| name | ubiquitous-language |
| description | Extract a domain glossary from the current dialogue; flag ambiguities, propose canonical terms, persist to `UBIQUITOUS_LANGUAGE.md`. Trigger when the user is hardening domain terminology, building a glossary, or fresh domain concepts surface in conversation without documented language. |
Mine the live conversation for domain-relevant nouns, verbs, and concepts; resolve synonyms and overloaded terms into a canonical, opinionated glossary. Persist the result to UBIQUITOUS_LANGUAGE.md so subsequent sessions inherit the same vocabulary. Re-invocation refines the file in place rather than overwriting.
When a candidate term collides with usage already present in the codebase, dispatch an Explore agent (fd-first discovery, git grep/ast-grep content search) to confirm the dominant naming before recommending a winner. The user supplies domain intent; the codebase supplies factual usage.
Modality vs adjacent skills: This skill extracts glossary from raw conversation when no documented domain language exists yet. Domain-model grilling grills a plan against an already-documented CONTEXT.md/ADRs. Pick ubiquitous-language when you are creating the artifact; pick the grilling workflow when you are stress-testing one. The two compose: build the glossary here, then promote stable terms into CONTEXT.md and let the grilling workflow defend it thereafter.
Process
- Scan the dialogue for domain-relevant nouns, verbs, and concepts.

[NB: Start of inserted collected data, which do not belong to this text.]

PR #3591, opened 2023-05-03
Make --dir param optional for upgradetool

kaikreuzer:
Almost all openHAB installations should have the $OPENHAB_USERDATA env variable set. If this is the case, the user does not have to provide a directory, so this parameter can be made optional.


J-N-K (approved):
Thanks

PR #3592, opened 2023-05-05
Fix non-unique module handler identifiers

### LINKED ISSUE #3505: Wrong Rule triggered by item
when I have a rule with more than 10 elements that can trigger the rule, the wrong rule is executed.
See also: https://community.openhab.org/t/rule-triggered-by-wrong-item/125894/14?u=pmpfm

J-N-K:
Fixes #3505 

The cause is the naming of the module handlers. Internally the `BaseModuleHandlerFactory` stores the modules in a `Map` where the key is `ruleUid+moduleId`. 

Textual defined rules have `ruleUid` that consists of the filename, a dash and a number that denotes the position of the rule in the file, so in a file `foo.rules`, the first rule gets a `foo-1`, the 11th gets `foo-11`. Within a rule, the modules are numbered from 0 to n. So the if the first rule has 10 triggers, the last module handler is stored with a key `foo-110`. When the 11th rule is added and has a trigger of the same type as first trigger, the `BaseModuleHandlerFactory` generates the same key and returns the already created handler for 10th trigger of rule 1 instead creating a new handler.

This PR changes the key to `<ruleUid>$<moduleId>`. This should be safe because `$` is not an allowed character for the module id and collisions are prevented.

### DIFF
--- a/bundles/org.openhab.core.automation/src/main/java/org/openhab/core/automation/handler/BaseModuleHandlerFactory.java
+++ b/bundles/org.openhab.core.automation/src/main/java/org/openhab/core/automation/handler/BaseModuleHandlerFactory.java
@@ -60,7 +60,7 @@ public abstract class BaseModuleHandlerFactory implements ModuleHandlerFactory {
     @Override
     @SuppressWarnings("null")
     public @Nullable ModuleHandler getHandler(Module module, String ruleUID) {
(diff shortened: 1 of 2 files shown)


kaikreuzer (approved):
Thanks, interesting effect.

PR #3593, opened 2023-05-05
Improve message when rule action fails

### LINKED ISSUE #3468: Include a more meaningful error when a script action fails
## Background 

I have a rule that gets pounded sometimes, keeping up with a bunch of sensors to generate an alert when one fails to report after a time. When it does need to alert, it calls another rule to handle the alert (which may or may not be relevant here) and that rule is called from a timer. 

Occasionally I'll see the following error in my logs:

```
2023-03-20 13:18:18.274 [ERROR] [e.automation.internal.RuleEngineImpl] - Failed to execute rule 'sensor-status-detection': Fail to execute action: 1
2023-03-20 13:18:18.292 [WARN ] [b.automation.openhab-js.sensor alert] - ALERT: Family Room Wave plus is back online
```

The last significant line of code run in `sensor-status-detection` is the call to this rule. After that a couple of flags are set and the looping timer is rescheduled (or not as appropriate). You can find the full rule at https://raw.githubusercontent.com/rkoshak/openhab-rules-tools/main/rule-templates/thresholdAlert/newThresholdAlert.yaml (it's big and complicated but I also think it's not actually relevant here except as background).

**Even when the error appears, the rule appears to execute correctly.**

## Source Code

So I figured I'd try to figure out what the root cause of the error is. I traced it down to the following location 

https://github.com/openhab/openhab-core/blob/8d64ecfd8db99844d79a776fef37cbe527c1f0c6/bundles/org.openhab.core.automation/src/main/java/org/openhab/core/automation/internal/RuleEngineImpl.java#L996 

which is just a kind of catch-all. Digging deeper leads to 

https://github.com/openhab/openhab-core/blob/8d64ecfd8db99844d79a776fef37cbe527c1f0c6/bundles/org.openhab.core.automation/src/main/java/org/openhab/core/automation/internal/RuleEngineImpl.java#L1186

Here's more context

```
                try {
                    Map<String, ?> outputs = aHandler.execute(Collections.unmodifiableMap(context));
                    if (outputs != null) {
                        context = getContext(ruleUID, null);
                        updateContext(ruleUID, action.getId(), outputs);
                    }
                } catch (Throwable t) {
                    String errMessage = "Fail to execute action: " + action.getId();
                    if (stopOnFirstFail) {
                        RuntimeException re = new RuntimeException(errMessage, t);
                        throw re;
                    } else {
                        logger.warn(errMessage, t);
                    }
                }
```

There's not a lot that can go wrong here as far as I can tell. `ActionHandler.execute` doesn't declare to throw any exceptions and there doesn't appear to be one in `WrappedActionHandler`. 

`updateContext()` doesn't appear to have anything in it that could generate an exception.

`getContext(ruleUID, null)` could throw an exception: see https://github.com/openhab/openhab-core/blob/8d64ecfd8db99844d79a776fef37cbe527c1f0c6/bundles/org.openhab.core.automation/src/main/java/org/openhab/core/automation/internal/RuleEngineImpl.java#L1097 and in fact if I'm seeing that exception the message clearly indicates a bug that should be reported. I didn't go any deeper than this so maybe the exception is coming from the `ReferenceResolver`.

## Proposed Change

Can we update the error message from above to include the message from the exception thrown rather than simply suppressing it with a generic "Failed to execute action".

    String errMessage = "Failed to execute action: " + action.getId() + " - " + t.getMessage();

Especially if the only exception I found in this block has the message "please report a bug" we can't do that if we don't see the message.

J-N-K:
Fixes #3468 

Also logs the full stacktrace at DEBUG level

### DIFF
--- a/bundles/org.openhab.core.automation/src/main/java/org/openhab/core/automation/internal/RuleEngineImpl.java
+++ b/bundles/org.openhab.core.automation/src/main/java/org/openhab/core/automation/internal/RuleEngineImpl.java
@@ -1183,8 +1183,9 @@ public class RuleEngineImpl implements RuleManager, RegistryChangeListener<Modul
                         updateContext(ruleUID, action.getId(), outputs);
                     }
                 } catch (Throwable t) {
-                    String errMessage = "Fail to execute action: " + action.getId();
+                    String errMessage = "Failed to execute action: " + action.getId() + "(" + t.getMessage() + ")";
                     if (stopOnFirstFail) {
+                        logger.debug("Action {}-{} threw an exception: ", ruleUID, action.getId(), t);
                         throw new RuntimeException(errMessage, t);
                     } else {
                         logger.warn(errMessage, t);


kaikreuzer (approved):
lgtm, thanks.

PR #3598, opened 2023-05-09
Fix storing of StateDescriptionFragment in AbstractStorageBasedTypeProvider

J-N-K:
@lolodomo FYI.

Since `StateDescriptionFragment` is an interface it can't be restored from the storage without adding type specific converters. Since `JsonStorage` does not provide a solution for that, the `StateDescriptionFragment` is now mapped to a storage entity.


kaikreuzer (approved):

lolodomo:
Thank you, I will try tomorrow with the new snapshot.

PR #3609, opened 2023-05-13
Reduce loglevel in UnitUtils

J-N-K:
The log level was increased during the UoM refactoring but it turns out that a lot of code depends on failing silently. Therefore the log level is again reduced to DEBUG.


lolodomo:
@kaikreuzer : to be merged before milestone 3 please ;)

kaikreuzer (approved):

Issue #3562, opened 2023-04-17
During startup the system applies transforms before transform addons are loaded


mhilbush:
During startup, it appears that the system tries to apply transforms to items before the transform addons are loaded.

For example, if I define an item like this to use a map transform.
```
Switch  PresenceMark  "Mark [MAP(presence.map):%s]"  {channel="unifi:wirelessClient:mark:online"}
```

At startup, I see the following in the log.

Skip generic programming nouns (array, function, endpoint) unless they carry domain weight.
- Identify three failure modes: same word for different concepts (ambiguity), different words for the same concept (synonyms), vague or overloaded terms.
- Propose canonical terms with explicit aliases-to-avoid. Be opinionated — pick one winner per concept and justify briefly.
- Persist
UBIQUITOUS_LANGUAGE.md to the working directory using the format in references/UBIQUITOUS-LANGUAGE-FORMAT.md.

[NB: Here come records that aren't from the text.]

PR #4160, opened 2024-03-25
[rest] TokenResource: Set SameSite attribute for session id cookie

### LINKED ISSUE #4159: Wrong usage of `SameSite` cookie param in `TokenResource`
When logging in to Main UI , Firefox is printing this warning to the log:

```
Cookie “X-OPENHAB-SESSIONID” does not have a proper “SameSite” attribute value.
Soon, cookies without the “SameSite” attribute or with an invalid value will be treated as “Lax”.
This means that the cookie will no longer be sent in third-party contexts.
If your application depends on this cookie being available in such contexts, please add the “SameSite=None“ attribute to it.
To know more about the “SameSite“ attribute, read https://developer.mozilla.org/docs/Web/HTTP/Headers/Set-Cookie/SameSite
```

Also see https://developer.mozilla.org/en-US/docs/Web/HTTP/Headers/Set-Cookie#samesitesamesite-value.

I would like to set `SameSite` to `strict`, which is supported by the `javax.ws.rs.core.NewCookie` (see https://github.com/jakartaee/rest/pull/868) since JakartaEE 3.1, however is the change from the linked PR not available.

- Emit a short inline summary of additions, renames, and flagged ambiguities so the user can react in-thread.
Rules
- One sentence per definition. Define what the term is, not what it does.
- Group terms into multiple tables when natural clusters exist (subdomain, lifecycle, actor). Force no grouping when a single cohesive table reads cleanly.
- Express relationships with bold term names and explicit cardinality where obvious (
exactly one, one or more, optional).
- Flagged ambiguities require a recommendation, not a question. The skill resolves; the user overrides.
- Treat module and class identifiers as glossary candidates only when they carry domain meaning. Prefer abstract domain terms over implementation aliases.
- Include an example dialogue (3–5 exchanges) demonstrating the terms used precisely. The dialogue clarifies boundaries between adjacent concepts.
Re-invocation
When invoked again in the same conversation:
- Read the existing
UBIQUITOUS_LANGUAGE.md.
- Incorporate new terms surfaced since the last pass.
- Update definitions when shared understanding has shifted; preserve the old wording in commit history rather than the file body.
- Re-flag any new ambiguities; demote resolved ambiguities to a closed note or remove them once the glossary stabilises.
- Refresh the example dialogue so it exercises the latest term set.
Reference materials
references/UBIQUITOUS-LANGUAGE-FORMAT.md — table layout, relationship syntax, dialogue template, flagged-ambiguities format. Language-agnostic.